PR #36, opened 2024-06-13
HOUSNAV-47: 9.9.9.1 ui questions

nicholaslyon-dt:
[HOUSNAV-47](https://hous-bssb.atlassian.net/browse/HOUSNAV-47)

## Overview & Purpose
Add the logic necessary for getting through the questions associated with 9.9.9.1

## Summary of Changes
Refactored currentItemId to be in the NavigationStore and to use a getter and setter for extra logic tied to when it's set
Added the ability for MultiChoiceMultiple data to be an array or an object
Added logic to dynamically show possible answers
Grouped more navigation state changes together
Added logic to handle questions that just set a variable
Marked some questions as not requiring an answer and added functionality for that
Added logic to set a default answer for some questions that are not required
Updated back logic to handle questions in history that just set a variable
Added type checking utilities
Added next navigation logic types and updated the base function to be recursive for and and or types
Added missing types in walkthrough data
Cleaned up walkthrough data errors and added new properties

## Side Effects
Could effect the intro questions, but I have not been skipping them to be able to test new questions

## Testing
Answer intro and questions in 9.9.9.1
Move back and forth changing answers and compare against [test case 1](https://docs.google.com/document/d/1VToXTJ10rf__5g771tb5KhCvihJxZPouY5XkYqEnLgk/edit)

### DIFF
--- a/apps/web/stores/AnswerStore.ts
+++ b/apps/web/stores/AnswerStore.ts
@@ -2,28 +2,116 @@
 import { makeAutoObservable } from "mobx";
 // local
 import { WalkthroughRootStore } from "./WalkthroughRootStore";
+import {
+  QuestionVariableData,
+  VariableToSetPropertyName,
+} from "@repo/data/useWalkthroughData";
+import {
+  answerValuesAreNotEqual,
+  getVariableItemValue,
+} from "../utils/logic/variableItem";
+import { isObject, isString } from "../utils/typeChecking";
 
-export type WalkthroughAnswerType = string | string[] | Record<string, string>;
-export type WalkthroughStoreAnswers = Record<string, WalkthroughAnswerType>;
+export type AnswerTypes = string | string[] | Record<string, string>;
+export type AnswerState = Record<string, AnswerTypes>;
+export type AnswerToCheckValueFn = (
+  answerToCheck: string,
+) => AnswerTypes | undefined;
 
 export const DEFAULT_ANSWER_VALUE_MULTI_CHOICE = undefined;
-export const DEFAULT_ANSWER_VALUE_MULTI_CHOICE_MULTI = [];
+export const DEFAULT_ANSWER_VALUE_MULTI_CHOICE_MULTI: string[] = [];
 
 export class AnswerStore {
   rootStore: WalkthroughRootStore;
 
-  answers: WalkthroughStoreAnswers = {};
+  answers: AnswerState = {};
 
   constructor(rootStore: WalkthroughRootStore) {
     makeAutoObservable(this);
     this.rootStore = rootStore;
   }
 
-  setAnswerValue = (value: WalkthroughAnswerType, questionId: string) => {
+  handleVariableItem = (
+    currentItem: QuestionVariableData,
+    currentId: string,
+  ) => {
+    // get state references
+    const {
+      navigationStore: { updateNavigationState, addItemIdToHistory },
+    } = this.rootStore;
+
+    // get new variable value
+    const newItemValue = getVariableItemValue(
+      currentItem[VariableToSetPropertyName],
+      this.getAnswerToCheckValue,
+    );
+
+    // get current variable value
+    const currentItemValue = this.answers[currentId];
+
+    // compare with current variable value to see if it's changed
+    // if changed, update variable value and erase future state
+    if (
+      !currentItemValue ||
+      (currentItemValue &&
+        answerValuesAreNotEqual(currentItemValue, newItemValue))
+    ) {
+      // erase future state
+      this.eraseAnswersAfterCurrentItem();
+
+      // set answer value
+      this.answers[currentId] = newItemValue;
+    }
+
+    // add variable item to history
+    addItemIdToHistory(currentId);
+
+    // update navigation state again
+    updateNavigationState(currentItem.nextNavigationLogic);
+  };
+
+  // NOTE: This is only called onChange in Question component types
+  setAnswerValueOnChange = (value: AnswerTypes, questionId: string) => {
+    // erase future state
+    this.eraseAnswersAfterCurrentItem();
+
+    // set answer value
+    this.answers[questionId] = value;
+  };
+
+  setDefaultAnswerValue = () => {
+    // get references
+    const {
+      navigationStore: { currentItemId },
+      currentQuestionAsMultipleChoiceMultiple,
+      currentPossibleAnswersFromMultipleChoiceMultiple,
+    } = this.rootStore;
+
+    // set default value for new item if it's a multiple choice multiple question and isNotRequired
+    if (
+      currentQuestionAsMultipleChoiceMultiple &&
+      currentQuestionAsMultipleChoiceMultiple.isNotRequired
+    ) {
+      if (currentQuestionAsMultipleChoiceMultiple.storeAnswerAsObject) {
+        // store answer as object
+        this.answers[currentItemId] =
+          currentPossibleAnswersFromMultipleChoiceMultiple.reduce<
+            Record<string, string>
+          >((acc, curr) => {
+            acc[curr.answerValue] = "false";
+            return acc;
+          }, {});
+      } else {
+        // store answer as array
+        this.answers[currentItemId] = DEFAULT_ANSWER_VALUE_MULTI_CHOICE_MULTI;
+      }
+    }
+  };
+
+  eraseAnswersAfterCurrentItem = () => {
     // get state of other store variables
     const {
-      navigationStore: { questionHistory },
-      currentItemId,
+      navigationStore: { questionHistory, currentItemId },
     } = this.rootStore;
 
     // if current question is NOT last one in questionHistory, remove all questions after current question and their answers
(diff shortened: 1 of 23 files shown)


apps/web/utils/logic/showAnswer.ts
```diff
@@ -0,0 +1,77 @@
...
+// local
+import { AnswerTypes, AnswerToCheckValueFn } from "../../stores/AnswerStore";
+import { isArray } from "../typeChecking";
+
+export const getPossibleAnswers = (
+  possibleAnswers: PossibleAnswer[],
+  getAnswerToCheckValue: AnswerToCheckValueFn,
+) => {
+  return possibleAnswers.filter((possibleAnswer) => {
+    if (!possibleAnswer.showAnswerIf) return true;
```
jbook24: Could we do something like this? 
`if (possibleAnswer.showAnswerIf == null || possibleAnswer.showAnswerIf === true) return true;
`

apps/web/utils/logic/showAnswer.ts
```diff
@@ -0,0 +1,77 @@
...
+) => {
+  // setup showAnswer variable
+  let showAnswer = false;
+
+  // check if answerToCheck is greater than answerValue
+  if (answerToCheck > answerValue) {
+    showAnswer = true;
+  }
+
+  return showAnswer;
```
jbook24: Could we just ? 

```
// Return true if answerToCheck is greater than answerValue, otherwise false
return answerToCheck > answerValue;
```

apps/web/utils/logic/variableItem.ts
```diff
@@ -0,0 +1,110 @@
...
+import { isArray, isObject, isString } from "../typeChecking";
+// NOTE: this feels weird, but it makes sure this module is something we can spy on for tests
+import * as ThisModule from "./variableItem";
+
+export const getVariableItemValue = (
+  variableToSet: VariableToSet,
+  getAnswerToCheckValue: AnswerToCheckValueFn,
+): AnswerTypes => {
+  // check variableType
+  switch (variableToSet.variableType) {
```
jbook24: Given we only have one case in our switch could we just? 
```

if (variableToSet.variableType === VariableToSetType.Object) {
  return ThisModule.getVariableItemValueObject(variableToSet, getAnswerToCheckValue);
}

```

apps/web/utils/logic/showAnswer.ts
nicholaslyon-dt: Not quite because of a quirk with TypeScript and JSON. the `showAnswerIf` property can be `boolean | ShowAnswerIf[] | undefined`. But really, it can never be false. I just can't set it to `true | ShowAnswerIf[] | undefined` because of the type difference issues between TypeScript and JSON. I will update this to absorb the check below it though. LMK what you think.

apps/web/utils/logic/showAnswer.ts
nicholaslyon-dt: Yes! Good call.

apps/web/utils/logic/variableItem.ts
nicholaslyon-dt: Yeah, I had left this as is because there was a potential for another type, but at the moment there is not!

wardm89:
Screenshot 2024-06-14 at 2 21 53 PM
I just got this error. So far, I'm trying to replicate it but idr my answers I did to get it :) But I do know it was after clicking `2 stories`.

Any thoughts on this?
I'm assuming it came through undefined.

nicholaslyon-dt:
> Screenshot 2024-06-14 at 2 21 53 PM I just got this error. So far, I'm trying to replicate it but idr my answers I did to get it :) But I do know it was after clicking `2 stories`.
> 
> Any thoughts on this? I'm assuming it came through undefined.

Hrm I'm not sure. Possible Invalid Answers should only be called in 3 cases and they all happen in the intro questions. I've been running through the questions back and forth and can't get that to happen.

apps/web/utils/logic/nextNavigation.ts
```diff
@@ -38,106 +81,249 @@ export const getNextNavigationId = (
...
+      isNotEqual = true;
+    }
+  } else {
+    // if answerToCheck is not a string or undefined, throw an error
+    throw new Error(
+      `nextLogicTypeNotEqual: answerToCheck must be a string or undefined, got ${typeof answerToCheck}`,
+    );
+  }
+
+  return isNotEqual;
```
wardm89:
```suggestion
  if (isString(answerToCheck)) {
    return answerToCheck !== answerValue;
  }

  if (answerToCheck === undefined) {
    return answerValue !== "undefined";
  }
  // if answerToCheck is not a string or undefined, throw an error
  throw new Error(
    `nextLogicTypeNotEqual: answerToCheck must be a string or undefined, got ${typeof answerToCheck}`
  );
```

apps/web/utils/logic/nextNavigation.ts
```diff
@@ -38,106 +81,249 @@ export const getNextNavigationId = (
...
+  } else if (answerToCheck === undefined) {
+    if (answerValue === "undefined") {
+      isEqual = true;
+    }
+  } else {
+    // if answerToCheck is not an array, string, or undefined, throw an error
+    throw new Error(
+      `nextLogicTypeEqual: answerToCheck must be a string, array, or undefined, got ${typeof answerToCheck}`,
+    );
   }
```
wardm89: Very similar recommendation to the other. We don't actually need all the else if statements and can simplify this.

apps/web/utils/logic/showAnswer.ts
```diff
@@ -0,0 +1,91 @@
...
+
+      // if showAnswerLogicType is not recognized, throw an error
+      throw new Error(
+        `getPossibleAnswers: showAnswerLogicType not recognized: ${showAnswerIf.showAnswerLogicType}`,
+      );
+    });
+  });
+};
+
+export const showAnswerTypeEquals = (
```
wardm89, line 49: This can be shortened to remove the if else statements as well.

if(isArray)return...
if(isString)return...
throw error

apps/web/utils/logic/variableItem.ts
```diff
@@ -0,0 +1,110 @@
...
+      variableToSet,
+      getAnswerToCheckValue,
+    );
+  }
+
+  // throw error if variableType is not valid
+  throw new Error("Invalid variableType");
+};
+
+export const getVariableItemValueObject = (
```
wardm89, line 27: I feel like this could be shortened a lot by deconstructing the variables and then not needing `valueHasBeenSet` since we can just `break` the loop after each `newObjectVariable[key] =` line.

apps/web/utils/logic/nextNavigation.ts
```diff
@@ -1,31 +1,74 @@
...
+    // if no nextLogicType is found, throw an error
+    throw new Error(
+      `nextLogicType ${navigationLogicItem.nextLogicType} is not supported for valuesToCheck property.`,
+    );
+  } else if (navigationLogicItem.answerToCheck) {
     // get answer to check
-    const answerToCheck = answerState[navigationLogicItem.answerToCheck || ""];
+    const answerToCheck = getAnswerToCheckValue(
+      navigationLogicItem.answerToCheck,
+    );
```
wardm89: What is the difference between this `answerToCheck` and the one that could be deconstructed from `navigationLogicItem`?

apps/web/stores/AnswerStore.ts
```diff
@@ -2,28 +2,116 @@
...
+    if (
+      !currentItemValue ||
+      (currentItemValue &&
+        answerValuesAreNotEqual(currentItemValue, newItemValue))
+    ) {
+      // erase future state
+      this.eraseAnswersAfterCurrentItem();
+
+      // set answer value
+      this.answers[currentId] = newItemValue;
```
wardm89: This goes for a lot of these comments. I feel they are redundant. I think you've done a good job naming functions/methods as well so things like this below is also redundant.
```
// add variable item to history
 addItemIdToHistory(currentId);
```

wardm89 (changes requested):
I think with some refactoring to deconstruct variables so lines don't wrap unnecessarily, simplifying some if/else logic and removing comment's it'll make this a lot more readable. 

As far as my "bug" I had before. I can't replicate it but with the new error handling on navigation that will enable us to replicate it if it happens again.

wardm89:
One last comment. With all the errors being thrown, they aren't being handled anywhere currently or are they?

apps/web/utils/logic/nextNavigation.ts
nicholaslyon-dt: That's the value. Refactored across the board for clarity.

apps/web/stores/AnswerStore.ts
nicholaslyon-dt: Refactored across the board! LMK what you think.

nicholaslyon-dt:
> One last comment. With all the errors being thrown, they aren't being handled anywhere currently or are they?

Good call. Most were caught by the handling we added for the forward navigation state, but there was one case that still needed caught. I added a function for handling and caught it in the other spot as well.

wardm89 (approved):

jbook24 (approved):

PR #39, opened 2024-06-17
HOUSENAV-23: Intro UI Cypress Tests

laurenrevere:
[HOUSNAV-23](https://hous-bssb.atlassian.net/browse/HOUSNAV-23)

## Overview & Purpose
Add walkthrough tests for the intro UI.

## Summary of Changes

- Added walkthroughs for most cases in the intro UI that kick the user out to a a result.
- Update the UI tests to deal with checkboxes.
- Move the results data into its own object.
- Add custom command for grabbing inputs specifically.

## Notes & Resources
Defined terms are causing some problems for the UI tests. They are easy for cypress to accidentally click one of them instead of the actual button. When we run the tests focusing on the checkbox instead of the center of the buttons, it works.

### DIFF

___

» Task objective: With the string "future" as the key, filter the data above and show the lines that match.

» Expected answer:
+    // if changed, update variable value and erase future state
+      // erase future state
+    // erase future state
+      // erase future state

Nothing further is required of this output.